Issue #2794, opened 2022-03-02
Feature review: Redirect Configuration: 'context prefix' per configuration


senn:
As redirect rules are often created and maintained by authors, there are a lot of cases where a (big) part of the path is useless and even confusing.
For example the following rules:

- /content/mysite/about/contact-us => /content/mysite/about/contact-them
- /content/mysite/blog => /content/mysite/articles

The "/content/mysite" part is often irrelevant to authors. And also tedious when they are typing out the paths instead of selecting.

The idea is to have a "context prefix" option that can be set per _main_ configuration.  This would allow all redirect rules to omit the prefix.  The above redirect rules would then be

━━━━━━━━

**Exercise description:** Return exactly the opening lines of the listing above, ending with the line that has "As redirect rules".

**Output for this task:**
Issue #2794, opened 2022-03-02
Feature review: Redirect Configuration: 'context prefix' per configuration


senn:
As redirect rules are often created and maintained by authors, there are a lot of cases where a (big) part of the path is useless and even confusing.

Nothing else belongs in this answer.